Problem to solve - Please output exactly the part of the records below that opens with the line containing "PR #10, opened 2026-09-10" and closes with the line containing "though it isn't", both lines included, and nothing else.

Stored data entries:
════════════════

PR #9, opened 2026-09-10
feat(hub): the public wizards get a token layer that follows the site

fiorelorenzo:
## What this changes

The hub's admin area and its two public wizards shared one `tokens.css`, copied verbatim from the CRM's application shapes: a 10px radius and a blurred `--shadow-lg`. `joinorbiters.com`'s own pages draw none of that (`landing.css:9`, `landing.css:31`: no radius anywhere, a solid 2px ink border, an 8px/6px offset shadow that is the border colour moved, never a blur). The chooser, the two wizards and the thanks page are reached mid-sentence from the landing's own call to action, so which system they follow was undecided.

`docs/design/DECISIONS.md` now records the decision: the site's. `tokens.css` gains a `.site` scope restating the landing's own values for whichever element carries that class: `--radius: 0`, a solid ink `--border`/`--input`, an 8px/6px offset `--shadow-xs`..`--shadow-lg`, and the `--landing-*` colours (which already equal the application's own `--primary`/`--ring`, since both read the same shared palette). The admin area is untouched, since nothing there carries `.site`.

This is the decision and the token layer only. No markup changes: ORB-74 (page chrome) applies the class to `Shell`, and ORB-75 (fields and buttons) draws the wizard's own shapes with it.

## How I verified it

- `pnpm --filter hub test`: 25 tests, 6 files, all passed, including the new `src/styles/tokens.test.ts`, which pins the rules the decision creates (no `--radius` above 0 and no blur term in any `--shadow-*` inside `.site`) and cross-checks the `--landing-*` colours against the same shared palette `landing-tokens.test.ts` already pins them against.
- `pnpm --filter hub lint`: clean.
- `pnpm --filter hub build`: `vite build && tsc --noEmit`, clean; Tailwind compiled the new `.site` scope with no error.
- `preflight --list` on this diff selected `hub-web-lint`, `hub-web-unit`, `hub-web-build` and `identity-names`; `preflight` ran all four and they passed.

The scope is a plain class, `.site`, rather than a data attribute, matching the existing `.dark` scope in the CRM's own `tokens.css` (same mechanism: a descendant re-declares a handful of custom properties, and every derived token that reads `var(--radius)` or `var(--shadow-xs)` picks it up through ordinary inheritance). ORB-74 needs to know to apply it to `Shell`'s root; I named it in the DECISIONS.md row and in a comment at the top of `tokens.css` rather than adding it to markup myself, since restyling `Shell` is that issue's job.

## Screenshots

None. This issue changes no surface deliberately: the `.site` scope is not applied to any element yet, so nothing in the running app renders differently. `pnpm --filter hub build` shows the compiled CSS is unchanged in size in any way that reaches current markup.

Linear: ORB-73.


fiorelorenzo:
Independent review found a blocker: the four `--shadow-*` declarations in `.site` were inert. Tailwind v4 decomposes a compound theme value (`0 1px 1px var(--shadow-ink-weak)`) at build time, baking the shape into every `shadow-xs` utility and keeping only the innermost `var()` live, so a `.site` override of `--shadow-xs` itself never reached a rendered element. Confirmed by compiling this exact file and reading `.shadow-xs` back out of the built CSS: it read `var(--shadow-ink-weak)`, never `var(--shadow-xs)`.

Fixed in 67bbbef: the application's shadow shapes move into `:root` as `--shadow-app-xs/sm/md/lg`, `@theme inline` points `--shadow-xs..lg` at each as a bare `var()` (which Tailwind keeps live instead of decomposing), and `.site` now overrides `--shadow-app-*`. Re-verified against the rebuilt dist CSS: `.shadow-xs{--tw-shadow:var(--shadow-app-xs);...}`, and a new test pins that indirection so it cannot silently regress.

Also fixed from the same review, all should-fix/nit: the CTA contrast test now reads `--landing-cta-ink` instead of a hard-coded white; the step-ordering test asserts the 8px magnitude and the 0.75 ratio it claimed to check rather than only comparing text; the unused, unpinned `--landing-grid`/`--landing-cell` tokens are dropped until ORB-74 actually draws the ground and can pin them; and the border-width comment now points at the lines that actually carry it (landing.css:141, 156, 250, 264) instead of the universal selector, which sets width 0.

pnpm --filter hub test (26 tests, 6 files), pnpm --filter hub lint and pnpm --filter hub build are all green after the fix.

PR #10, opened 2026-09-10
fix(website): the header and footer links read as bordered controls

fiorelorenzo:
## What this changes

The header's "Accedi" and the footer's links painted a bare `--landing-surface`
rectangle with no border, no hover surface and no floor on touch-target size, so they
read as neither link nor button; the brand caught the same borderless patch even
though it isn't a control at all. This changes what `.top .quiet-link`, `footer
.quiet-link` and `.brand` all now share: a 2px ink border on the page's own ground (no
shadow, since that tier is `.box`/`.card`'s signal, not a link's), a `min-height` of
44px so the footer's smaller type still clears the touch-target floor, and a hover
state that inverts to the ink surface. The scope moved from `.top a` to `.top
.quiet-link` so the brand gets its own rule instead of a patch meant for something it
isn't, and stayed on `footer .quiet-link`, which also carries privacy.html and
termini.html's own two-link footers since all three pages share this stylesheet. The
generic `.quiet-link` rule is untouched and keeps its underline, since the same class
doubles as an inline citation in privacy.html and termini.html's running text.

The secondary hero CTA, "Cerchi persone? Raccontaci il progetto", wrapped to two or
three lines at 390px while the primary door stayed on one, so the two CTAs had
different heights. Shortened it to "Cerchi persone?", which fits one line at both
viewports and matches the primary CTA's height without a height rule fighting real
content.

## How I verified it

- `pnpm --filter website test`: 189 passed (188 before, plus one new regression test
  pinning the border, `min-height`, hover surface and no-shadow rule on the new
  header/footer control shell).
- `preflight` (the 7 checks it selected for this diff): `website-lint`,
  `website-types`, `website-unit`, `identity-names`, `website-build`, `website-e2e`,
  `website-image`, all passed in 40.2s.
- `uishot http://localhost:4173/pigrocrm --viewports mobile:390x844 --axe --fail-on
  serious` and the same at `desktop:1440x900`: zero violations at both viewports.
- Drove a real keyboard `Tab` to "Accedi" and hovered the footer's "Privacy" link with
  Puppeteer: the focus ring (`--landing-focus`, offset 3px) is visible on the bordered
  box, and hover inverts the surface to ink with `--landing-cta-ink` text.
- Rendered `/privacy` and `/termini` (they share `landing.css`) and confirmed their
  own two-link footers picked up the same treatment, and that `.quiet-link` used
  inline in their running text (`humancraft.tech`, `joinorbiters.com`) stayed
  underlined prose rather than turning into a boxed control mid-sentence.

I did not touch the cookie notice's "Dettagli" link or its "No"/"Va bene" buttons
(`system.css`, `.consent`), even though the issue also measures those under the 44px
floor. That component is deliberately a different, quieter visual tier by its own
comment ("a coloured call to action for a cookie notice would shout louder than the
page it sits on"), growing its touch targets is a design decision of its own, and it
is shared with orbiters.html, which is outside this issue's page. Filed as ORB-87.

`orbiters.css` makes the same borderless-patch move for its own footer (the comment at
`landing.css:101` says so), and this PR does not touch it: `orbiters.html` is a
separate page with its own stylesheet, ORB-64 is scoped to `/pigrocrm`, and nobody
else in this wave owns that file either. Filed as ORB-88 so the same fix lands there
deliberately rather than by accident.

I gave the brand ("Orbiters" / "PigroCRM") the same bordered-box treatment as the
links rather than removing its background patch, since the issue names the brand's
patch as the same defect (a bare rectangle, not that it needs no ground at all): the
header sits on the decorative field and the wordmark needs a sliver of the page's own
ground to stay legible over a dark tile the same as before.

## Screenshots

**1. Header, 1440px**
Header at 1440, before and after

**2. Header, 390px**
Header at 390, before and after

**3. Footer, 1440px**
Footer at 1440, before and after

**4. Footer, 390px**
Footer at 390, before and after

**5. Hero CTAs, 390px: the secondary door no longer wraps to three lines**
Hero CTAs at 390, before and after

Linear: ORB-64.

### DIFF
--- a/projects/website/src/index.html
+++ b/projects/website/src/index.html
@@ -50,7 +50,7 @@
             </p>
             <p class="actions">
               <a class="cta" href="/hub/freelance">Entra come talento</a>
-              <a class="cta secondary" href="/hub/aziende">Cerchi persone? Raccontaci il progetto</a>
+              <a class="cta secondary" href="/hub/aziende">Cerchi persone?</a>
             </p>
             <p class="fine">
               Due minuti, una domanda alla volta. Ti chiediamo il CV e quanto costa una tua
--- a/projects/website/src/landing-style.test.ts
+++ b/projects/website/src/landing-style.test.ts
@@ -190,9 +190,16 @@ describe('the landing shares the product system', () => {
     expect(hover).toMatch(/background-color:\s*var\(--landing-ink\)/)
     expect(hover).toMatch(/color:\s*var\(--landing-cta-ink\)/)
 
+    // The brand doesn't invert on hover the way the two links do: half its glyph
+    // is drawn in the same colour as the ink ground, so it gets an offset shadow
+    // instead, still without a blur.
+    expect(rule('.brand:hover')).toMatch(/box-shadow:\s*4px 4px 0 var\(--landing-ink\)/)
+
     // The same class doubles as an inline citation in privacy.html and
     // termini.html's running text, which must stay underlined prose rather
-    // than turn into a button mid-sentence.
+    // than turn into a button mid-sentence: a later edit that moves the box
+    // properties onto the generic rule would be the regression to catch.
     expect(rule('.quiet-link')).toMatch(/text-decoration:\s*underline/)
+    expect(rule('.quiet-link')).not.toMatch(/border-width|min-height|display:/)
   })
 })
--- a/projects/website/src/landing-style.test.ts
+++ b/projects/website/src/landing-style.test.ts
@@ -165,4 +165,34 @@ describe('the landing shares the product system', () => {
     expect(rule('.cta')).not.toMatch(/border-radius/)
     expect(rule('.cta:hover')).toMatch(/background-color:\s*var\(--landing-ink\)/)
   })
+
+  it('draws the header and footer links as bordered controls, not a borderless patch (ORB-64)', () => {
+    // The brand, "Accedi" and the footer links used to be `.top a, footer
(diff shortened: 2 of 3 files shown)


fiorelorenzo:
Independent review findings and what I did with each:

1. **The brand had no hover state though the description claimed it did.** True: the shell rule gave `.brand` the same border/background as the links, but only `.top .quiet-link`/`footer .quiet-link` got a hover. Fixed: `.brand:hover` now gets an offset box-shadow rather than the ink invert the links use, since two of the glyph's four tiles are drawn in `--color-prussian-blue`, the same colour as `--landing-ink`, and inverting would have erased them. Pinned in the regression test.

2. **The regression test didn't defend the prose .quiet-link staying unboxed.** True. Added a negative assertion (`not.toMatch(/border-width|min-height|display:/)`) on the generic `.quiet-link` rule, so a later edit that moves the box treatment onto the prose form fails the suite instead of silently turning an inline citation into a button mid-sentence.

3. **footer .quiet-link's margin applied to every link, indenting the first away from the content edge.** True on privacy.html and termini.html's plain two-link footers, where the first link picked up an unwanted 3.2px inset against the paragraph text above it. Switched to `footer .quiet-link + .quiet-link`, so only the gap between consecutive links gets the margin.

All three applied in a second commit. Re-ran `pnpm --filter website test` (189 passed), `preflight` (7/7 passed) and `uishot --axe --fail-on serious` at both viewports (zero violations) after the fix.

PR #11, opened 2026-09-10
fix(website): the privacy and terms pages sign themselves as Orbiters

fiorelorenzo:
## What this changes

`privacy.html` and `termini.html` titled and signed themselves as PigroCRM, but they
are served on joinorbiters.com (not pigro.joinorbiters.com), and it is the Orbiters
signup form under the community page that links to `/privacy`, so a visitor who clicks
Privacy there landed on a tab naming a different product. Their own text already covers
Orbiters' data (the signup section) alongside PigroCRM's hosted spaces, and
`orbiters.test.ts:109` already asserted `privacy.html` names Orbiters and links
`/orbiters`; the title and the brand link were the two spots that had not followed.

Now both pages' `<title>`, `og:title` and header brand link (the four-tile glyph plus
the name) read Orbiters, matching the site they are on and `index.html`'s and
`orbiters.html`'s own signature. Nothing else moved: the titolare del trattamento
(Humancraft di Ivan Sala), the data controller and processor language, the Gmail and
Drive scope text, the cookie and consent paragraphs, the licence and warranty
sections, every body paragraph that legitimately still names PigroCRM as the product
being described, and every link target (owned by ORB-66, running alongside this) are
untouched.

`landing-pages.test.ts`'s title and brand-link assertions are rewritten with a dated
comment, not deleted: `index.html` keeps `PigroCRM` in its title because it is
PigroCRM's own landing page, served at `/pigrocrm`, unrelated to Ivan's separate
2026-09-09 «freelance» exception (ORB-24, `docs/design/positioning.md` line 85); the
two legal pages carried no such exception, so they now assert `Orbiters` instead. The
`og:title` assertion, previously only checked for being non-empty, now pins the same
brand, since a share card is exactly where the old defect would have kept drifting
back unnoticed.

## How I verified it

- `pnpm --filter website test`: 189 tests pass, including the two rewritten
  assertions in `landing-pages.test.ts` and the untouched `orbiters.test.ts:107-112`
  cross-check against `privacy.html`.
- `pnpm --filter website build` and `pnpm --filter website exec tsc --noEmit`: clean.
- `pnpm --filter website test:e2e`: 49 tests pass (run against a temporary local
  port override of `vite.config.ts`/`playwright.config.ts` only, immediately reverted
  before committing, since port 4173 was held by a sibling agent's own e2e run on this
  shared devbox at the time).
- `WEBSITE_WEB_PORT=127.0.0.1:8099 docker compose build` (`projects/website`): image
  builds clean, nginx config unchanged.
- `orbiters-identity-scan .`: clean against 28 names, 3 paths allowed (unchanged).
- `uishot --axe --fail-on serious` against the built pages, before and after, at
  1440x900 and 390x844: zero serious/critical violations in every run.

The naming call itself: I moved the two legal pages to sign as Orbiters rather than
PigroCRM, reasoned from where they are served, who links to them, and what their own
text already covers, per ORB-36. This does not touch the titolare del trattamento or
any substantive claim in either policy; if the naming call should have gone the other
way, that is a brand decision for Lorenzo/Ivan, not something either page's legal
content depends on.

An independent reviewer on this PR flagged the same title-exception comment I had
misattributed and the unpinned `og:title` assertion above; both are fixed in the
second commit.

## Screenshots

Before and after, 1440px and 390px, with an orange box around the changed header
brand link (the browser tab title changed too, not capturable in a page screenshot).

**1. privacy.html, 1440px**
privacy.html before and after, 1440px

**2. privacy.html, 390px**
privacy.html before and after, 390px

**3. termini.html, 1440px**
termini.html before and after, 1440px

**4. termini.html, 390px**
termini.html before and after, 390px

Linear: ORB-36.

### DIFF
--- a/projects/website/src/landing-pages.test.ts
+++ b/projects/website/src/landing-pages.test.ts
@@ -20,7 +20,14 @@ describe.each(PAGES)('%s', (name) => {
 
   it('carries its own title, description and Open Graph', () => {
     const title = page.match(/<title>([^<]+)<\/title>/)?.[1] ?? ''
-    expect(title).toContain('PigroCRM')
+    // Until 2026-09-10 every page here titled itself PigroCRM, including the two
+    // legal pages. ORB-36: privacy.html and termini.html are served on
+    // joinorbiters.com, not on pigro.joinorbiters.com, and it is the Orbiters signup
+    // form that links to them, so they title themselves after the site they are on
+    // rather than after the CRM. index.html keeps PigroCRM in its title under
+    // Ivan's 2026-09-09 exception (ORB-24) for search continuity; see the
+    // brand-link assertion below for the same split.
+    expect(title).toContain(name === 'index.html' ? 'PigroCRM' : 'Orbiters')
     const description = meta(page, 'description') ?? ''
     expect(description.length).toBeGreaterThan(40)
     // The trap named in spec 9.2: the previous system's index.html still carries "Studio Rossi is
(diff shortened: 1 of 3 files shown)


fiorelorenzo:
Independent review from a fresh reviewer agent, findings applied in the second commit (bd3ff0d):

- The comment above the rewritten title assertion attributed index.html's `Con PigroCRM gratis` suffix to Ivan's 2026-09-09 freelance exception (ORB-24). positioning.md:85 records that exception for the word «freelance» only. Fixed: the comment now says index.html keeps PigroCRM because it is the CRM's own landing page, served at /pigrocrm, and names that as unrelated to the freelance exception.
- `og:title` was only asserted `toBeTruthy()`, so half of the fix (what a visitor sees when the page is shared rather than opened) stayed unpinned. Fixed: all three pages' og:title now asserts `toContain('Orbiters')`, since all three already read that way and index.html's og:title never repeated the PigroCRM suffix from its `<title>`.
- Confirmed everything else: scope is exactly the three files intended, no link targets changed, the titolare del trattamento and every substantive policy claim are untouched, and the rewritten assertions are logically correct for all three pages.
- PR title and body also fixed for length (72-char limit) and the no-em-dash convention, both flagged in the same pass.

════════════════

Response -
PR #10, opened 2026-09-10
fix(website): the header and footer links read as bordered controls

fiorelorenzo:
## What this changes

The header's "Accedi" and the footer's links painted a bare `--landing-surface`
rectangle with no border, no hover surface and no floor on touch-target size, so they
read as neither link nor button; the brand caught the same borderless patch even
though it isn't a control at all. This changes what `.top .quiet-link`, `footer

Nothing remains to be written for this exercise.